На третий раз мы вновь соединимся.

Ой, только не воспринимайте это все чересчур серьезно! У меня еще работы на всю жизнь.

После исчезновения Марианн Энгел я взял на себя обязательство изучить все о резьбе по камню. Из вполне эгоистичных побуждений — так я чувствую себя ближе к ней. Мне нравится соприкосновение стали с камнем. Люди склонны ошибочно воспринимать камни как нечто неподвижное, неумолимое… но все не так! Камень течет как вода, танцует как пламя. Долото мое движется, точно знает тайные желания камня, точно статуя сама указывает инструменту. Но вот что самое странное: я обнаружил, как естественно все делаю, словно далеко не в первый раз…

Мне недостает умения Марианн Энгел, статуэтки мои редко получаются так, как задумано. Но это ничего. Вообще-то я не часто работаю над новыми фигурами. Чаще с помощью ее инструментов скалываю кусочки с моей статуи, оставшейся от нее.

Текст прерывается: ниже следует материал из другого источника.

PR #556, opened 2018-11-25
[away.pl] Update code to work with autoaway

vague666:


ailin-nemui:
any particular reason to change the settings names?

ailin-nemui:
does this even work o_O now we have away_reason registered for 2 categories, I bet there is a bug in irssi that makes this a bad idea

PR #561, opened 2018-12-16
[trackbar] fix bug

bw1:
*  #559
  *  remove redraws


ailin-nemui:
thanks for the bug fix! however, I want to try something else instead:

is it possible, to detect

if the line was actually written to the textbuffer?

if this can be detected, then we should not set the bookmark.

bw1:
#565

PR #571, opened 2019-01-07
[schwaebisch] utf8

bw1:


ailin-nemui:
it may be better to query the charset setting in each command, lest the user changes it

bw1:
ok

ailin-nemui:
mhm, it's actually a funny case having to bind different commands.... 

I doubt it's good to run command_bind more than once

maybe we should stick to your original version

bw1:
ok

PR #573, opened 2019-01-13
[whos] remove whos.pl

bw1:
negatives
  *  the same as "/who #channel" 
  *  "/whos"  filter the result by server tag result is nothing
  *  "/whos .*"  give the result of /who #channel


ailin-nemui:
it could be used to filter who is on some server

example:

`/whos adams`

-> show only people who are on the "adams" server of freenode

PR #575, opened 2019-01-14
[ircsec] view the missing of blowfish

bw1:


ailin-nemui:
is this hard dependency or will it autoload perl blowfish module as long as it is installed?

bw1:
autoload by Crypt::CBC via default config
and eval hiden the error message

```
60      eval {
61         $cipher = Crypt::CBC->new( -key             => $key,
62                                    -cipher          => $algo,
63                                    -iv              => '$KJh#(}q',
64                                    -literal_key     => 0,
65                                    -padding         => 'space',
66                                    -header          => 'randomiv'
67                                  );
68  
69      };
```

```
199 Irssi::settings_add_str($IRSSI{name}, 'ircsec_default_cipher', 'Blowfish');
```

ailin-nemui:
`use Crypt::Blowfish` is NOT required

instead the error needs to be un-hidden so people know they must install it (if it is missing)

bw1:
eval is removed

PR #1184, opened 2026-08-18
[FLINK-40414] Autoscaler state ConfigMap is treated as trusted input

Dennis-Mircea:

The autoscaler persists its state in a per-resource ConfigMap that is writable by any workload in the namespace (the Flink job Role grants configmaps write for Kubernetes HA), and the operator reads it back and acts on it every cycle. Two gaps let a poisoned entry affect the operator: the read paths are not uniformly fail-closed (one throws into the reconcile loop, one never discards the bad entry), and config overrides are applied to `spec.flinkConfiguration` without filtering, so a crafted entry could inject arbitrary Flink configuration (for example `env.java.opts` or a pod template) into a managed deployment when memory tuning is enabled. This hardens the whole state read boundary and filters config overrides on apply. It complements FLINK-40400 (artifact fetch SSRF) and FLINK-40401 (decompression bomb on the compressed state fields).

## Brief change log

Мне до сих пор немного неловко стоять перед своим же собственным подобием, но я напоминаю себе, что тщеславие тут ни при чем. Я смотрю не на себя — я смотрю на то, что осталось от Марианн Энгел.

А потом берусь за долото, намечаю небольшой участок (кончик локтя, складку обожженной кожи) и бью молотком. С каждым взмахом от меня отваливается еще кусочек. За раз я способен снять только самую тонкую стружку — ведь с каждым осколком камня, падающим на пол, я делаюсь чуть ближе к полному ничто.

Три наставника утверждали, что любовник Марианн Энгел будет знать, зачем нужно отпустить ее последнее сердце, отпустить ее. Да, я знаю: конец ее епитимьи означал начало моей. То, что я позволил ей без меня уйти в океан, было только началом моей задачи, потому что разом ее не освободить. Это длительный процесс, который продолжится всю мою жизнь, и я не позволю себе умереть, пока не отсеку все остатки от моей статуи.

С каждым падающим на пол каменным осколком я слышу голос Марианн Энгел. «Я люблю тебя. Aishiteru. Ego amo te. Ti amo. Eg elska tig. Ich liebe dich». Слова плывут для меня сквозь время, повторяются на всех языках мира, звучат как чистая любовь. Как голос Марианн.